PR #6420, opened 2025-06-17
Migrate micrometer-observation and micrometer-observation-test to JSpecify

jonatan-ivanov:
See gh-5547

### DIFF
--- a/micrometer-observation-test/src/main/java/io/micrometer/observation/tck/ObservationContextAssert.java
+++ b/micrometer-observation-test/src/main/java/io/micrometer/observation/tck/ObservationContextAssert.java
@@ -447,14 +447,14 @@ public class ObservationContextAssert<SELF extends ObservationContextAssert<SELF
         return (SELF) this;
     }
 
-    @SuppressWarnings("NullAway") // see: https://github.com/uber/NullAway/issues/1222
     private ObservationView checkedParentObservation() {
         isNotNull();
         ObservationView p = this.actual.getParentObservation();
         if (p == null) {
             failWithMessage("Observation should have a parent");
         }
-        return p;
+        // see: https://github.com/uber/NullAway/issues/1222
+        return Objects.requireNonNull(p);
     }
 
     /**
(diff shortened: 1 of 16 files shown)


micrometer-observation-test/src/main/java/io/micrometer/observation/tck/ObservationContextAssert.java
```diff
@@ -467,7 +469,7 @@ public SELF hasParentObservationEqualTo(Observation expectedParent) {
         if (realParent == null) {
             failWithMessage("Observation should have parent <%s> but has none", expectedParent);
         }
-        if (!realParent.equals(expectedParent)) {
+        if (!Objects.equals(realParent, expectedParent)) {
```
jonatan-ivanov, line 472: This is because of the same issue as above (https://github.com/uber/NullAway/issues/1222).

micrometer-observation-test/src/main/java/io/micrometer/observation/tck/ObservationContextAssert.java
```diff
@@ -446,6 +447,7 @@ public SELF hasParentObservation() {
         return (SELF) this;
     }
 
+    @SuppressWarnings("NullAway") // see: https://github.com/uber/NullAway/issues/1222
```
jonatan-ivanov: Maybe `return Objects.requireNonNull(p);` is better than `@SuppressWarnings`.

micrometer-observation-test/src/main/java/io/micrometer/observation/tck/ObservationRegistryCompatibilityKit.java
```diff
@@ -1004,15 +1004,13 @@ public boolean supportsContext(Observation.Context context) {
 
     static class TestObservationConventionWithNameOverrides implements GlobalObservationConvention<TestContext> {
 
-        @Nullable
         @Override
-        public String getName() {
+        public @Nullable String getName() {
             return "conventionOverriddenName";
```
shakuzen, line 1009: I wonder if we shouldn't remove the `@Nullable` here. I guess it complains about overriding a `@Nullable` method then? We actually know this override is not nullable, although I doubt it matters either way for this class.

shakuzen (approved):

micrometer-observation-test/src/main/java/io/micrometer/observation/tck/ObservationRegistryCompatibilityKit.java
jonatan-ivanov: Did it in the next PR (docs + formatting).

PR #6433, opened 2025-06-19
Missing @NullMarked

jonatan-ivanov:


implementations/micrometer-registry-dynatrace/src/main/java/io/micrometer/dynatrace/v2/DynatraceExporterV2.java
```diff
@@ -152,7 +153,7 @@ public void export(@NonNull List<Meter> meters) {
             return;
         }
 
-        Map<String, String> seenMetadata = null;
+        Map<String, @Nullable String> seenMetadata = null;
```
shakuzen, line 154: I can't comment on the line, but I noticed the signature for this method is `public void export(@NonNull List<Meter> meters) {`. The `@NonNull` could be removed now that the package is `@NullMarked`.

implementations/micrometer-registry-otlp/src/main/java/io/micrometer/registry/otlp/OtlpHttpMetricsSender.java
```diff
@@ -45,7 +47,8 @@ public OtlpHttpMetricsSender(HttpSender httpSender) {
      */
     @Override
     public void send(Request request) throws Exception {
-        HttpSender.Request.Builder httpRequest = this.httpSender.post(request.getAddress())
+        String address = request.getAddress() != null ? request.getAddress() : DEFAULT_ADDRESS;
+        HttpSender.Request.Builder httpRequest = this.httpSender.post(address)
```
shakuzen: I wonder if throwing an exception would be better. If someone is using the OtlpHttpMetricsSender but not giving an address, silently trying to send to `http://localhost` is a bit surprising and unlikely to work anyway.

micrometer-core/src/main/java/io/micrometer/core/instrument/binder/okhttp3/OkHttpConnectionPoolMetrics.java
```diff
@@ -96,8 +96,8 @@ public OkHttpConnectionPoolMetrics(ConnectionPool connectionPool, String namePre
      * exposed by this instance. Therefore this binder allows to pass it, to be able to
      * monitor it.
      */
-    public OkHttpConnectionPoolMetrics(ConnectionPool connectionPool, String namePrefix, Iterable<Tag> tags,
-            Integer maxIdleConnections) {
+    public OkHttpConnectionPoolMetrics(@Nullable ConnectionPool connectionPool, @Nullable String namePrefix,
+            @Nullable Iterable<Tag> tags, @Nullable Integer maxIdleConnections) {
```
shakuzen: It looks like we're throwing exceptions immediately if connectionPool, namePrefix, or tags are null. It seems like we're making things worse by marking them nullable when we don't actually want people to pass null.

micrometer-core/src/main/java/io/micrometer/core/instrument/binder/jvm/JvmHeapPressureMetrics.java
```diff
@@ -125,10 +126,15 @@ private void monitor() {
...
+                        .mapToLong(pool -> getUsed(after.get(pool)))
                         .sum();
-                    double maxAfter = longLivedPoolNames.stream().mapToLong(pool -> after.get(pool).getMax()).sum();
-                    lastLongLivedPoolUsageAfterGc.set(usedAfter / maxAfter);
+                    double maxAfter = longLivedPoolNames.stream().mapToLong(pool -> getMax(after.get(pool))).sum();
+                    if (usedAfter > 0 && maxAfter > 0) {
+                        lastLongLivedPoolUsageAfterGc.set(usedAfter / maxAfter);
+                    }
+                    else {
+                        lastLongLivedPoolUsageAfterGc.set(0.0);
```
shakuzen: I suppose in the scenarios now covered, an exception would have been thrown before, and this would not have been updated. Maybe it's better to preserve that behavior? Although there's no way for a user to notice the issue.

micrometer-core/src/main/java/io/micrometer/core/instrument/binder/okhttp3/OkHttpConnectionPoolMetrics.java
jonatan-ivanov: I remember I was doing different things on it and I think this might be a remnant of it otherwise I have zero idea why have I done this.

micrometer-core/src/main/java/io/micrometer/core/instrument/binder/jvm/JvmHeapPressureMetrics.java
jonatan-ivanov: I think this scenario is already somewhat invalid since `Set<String> longLivedPoolNames` is initialized this way in the ctor:
```java
longLivedPoolNames = JvmMemory.getLongLivedHeapPools()
    .map(MemoryPoolMXBean::getName)
    .collect(Collectors.toSet());
```
This means that this can only happen if the JVM is somehow inconsistent and `gcInfo.getMemoryUsageAfterGc()` does not contain usage info for any of the pools names in `longLivedPoolNames`.

If I simulate this by initializing made-up `longLivedPoolNames`, no exception is thrown. Setting `NaN` might be better (with an extra log entry?) or we can also `@SuppressWarnings` and ignore this case (NPE if it happens).

shakuzen: I'd err on the side of not changing this logic unless we have a good reason to (e.g. a bug report). We could wrap the get calls in `Objects.requireNonNull` to please NullAway, though it doesn't change the result (NPE thrown). What do you think?

jonatan-ivanov: I think that's a good idea. Fixed it and also did a fresh rebase.

shakuzen (approved):

PR #6450, opened 2025-06-21
Remove replace call that does nothing in TelegrafStatsdLineBuilder.telegrafEscape()

izeye:
While looking into https://github.com/micrometer-metrics/micrometer/pull/6449, I noticed that the `TelegrafStatsdLineBuilder.telegrafEscape()` doesn't escape '=' properly.

### DIFF
--- a/implementations/micrometer-registry-statsd/src/main/java/io/micrometer/statsd/internal/TelegrafStatsdLineBuilder.java
+++ b/implementations/micrometer-registry-statsd/src/main/java/io/micrometer/statsd/internal/TelegrafStatsdLineBuilder.java
@@ -109,7 +109,7 @@ public class TelegrafStatsdLineBuilder extends FlavorStatsdLineBuilder {
     // backslash escape =
     // trying to escape spaces and comma drops everything after that
     private String telegrafEscape(String value) {
-        return value.replaceAll("=", "\\=").replaceAll("[\\s,:]", "_");
+        return value.replaceAll("[\\s,:]", "_");
     }
 
 }


izeye:
I'm not familiar with Telegraf StatsD, but my testing with Telegraf StatsD and InfluxDB showed that escaping '`=`' with '`\`' (backslash) doesn't seem to work.

It might be better to sanitize it to '`_`' (underscore) like other special characters (whitespaces, '`,`', and '`:`').

izeye:
Another observation is that '`=`' without '`\`' seems okay for meter names and tag values, but not for tag keys.

shakuzen:
I wonder if something changed since that code was written. It'd be good to understand if there's a difference in behavior between different versions of telegraf.

shakuzen:
I tried to look into this but cannot find specific documentation on it. [Here](https://www.influxdata.com/blog/getting-started-with-sending-statsd-metrics-to-telegraf-influxdb/#heading5) it says (emphasis added):

> Since InfluxDB supports tags, our StatsD implementation does too! Adding tags to a StatsD metric is **similar** to how they appear in [line-protocol.](https://influxdb.com/docs/v0.9/write_protocols/line.html)

It says similar but that leaves the possibility it isn't exactly the same. Going to the documentation on Influx's line-protocol there is [this section](https://docs.influxdata.com/influxdb/v2/reference/syntax/line-protocol/#special-characters), which describes needing to escape commas, spaces, and equals signs depending on the place.

Maybe this pull request isn't the place to solve this mystery, though. Instead, perhaps it's better to just remove the equals part of the replacement, since it wasn't doing anything this whole time and we have no reports of bugs and no clear documentation on what it should be doing.

shakuzen:
@izeye could we remove the replacement for `=` in this change, since that eliminates pointless code while achieving the same result we had before? Then in a separate change, let's try to figure out the right escaping and see if we can integration test it so we aren't guessing about what's accepted or not. What do you think?

izeye:

Sounds good. I applied your suggestion and switched the base branch to the 1.13.x branch.

shakuzen (approved):

PR #6451, opened 2025-06-21
Declare default @Retention on @Incubating explicitly

izeye:
This PR removes explicit default `@Retention` declarations.

See https://github.com/spring-projects/spring-framework/issues/35027

### DIFF
--- a/micrometer-core/src/main/java/io/micrometer/core/annotation/Incubating.java
+++ b/micrometer-core/src/main/java/io/micrometer/core/annotation/Incubating.java
@@ -15,15 +15,14 @@
  */
 package io.micrometer.core.annotation;
 
-import java.lang.annotation.Documented;
-import java.lang.annotation.ElementType;
-import java.lang.annotation.Target;
+import java.lang.annotation.*;
 
 /**
  * This is a feature that is experimental and may yield a breaking change in a minor
  * release.
  */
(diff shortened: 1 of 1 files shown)


shakuzen (commented):
I'm not sure how common knowledge the default retention policy is. I don't know that (or have forgotten that), for example. In that sense, it might actually be nice it is explicitly there when reading the code, even if it doesn't change anything programmatically. @jonatan-ivanov thoughts?

izeye:

I'm okay with either way.

If we want to keep the default, the following needs to be updated instead for consistency:

https://github.com/micrometer-metrics/micrometer/blob/b6269081003b74415e138b9abf430b5db862d077/micrometer-core/src/main/java/io/micrometer/core/annotation/Incubating.java#L22-L32

jonatan-ivanov:
I don't have a strong opinion but I'm leaning towards spelling this out explicitly.
@izeye, if it's ok with you, would you mind do the  change on `@Incubating` instead?

izeye:
@jonatan-ivanov Sure, I updated this as suggested.

jonatan-ivanov (approved):

jonatan-ivanov:
Thank you!

jonatan-ivanov (approved):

• • • • • • •

| Exercise objective |
Say how many lines above contain "seenMetadata", and give no words besides the number.

| Exercise answer |
2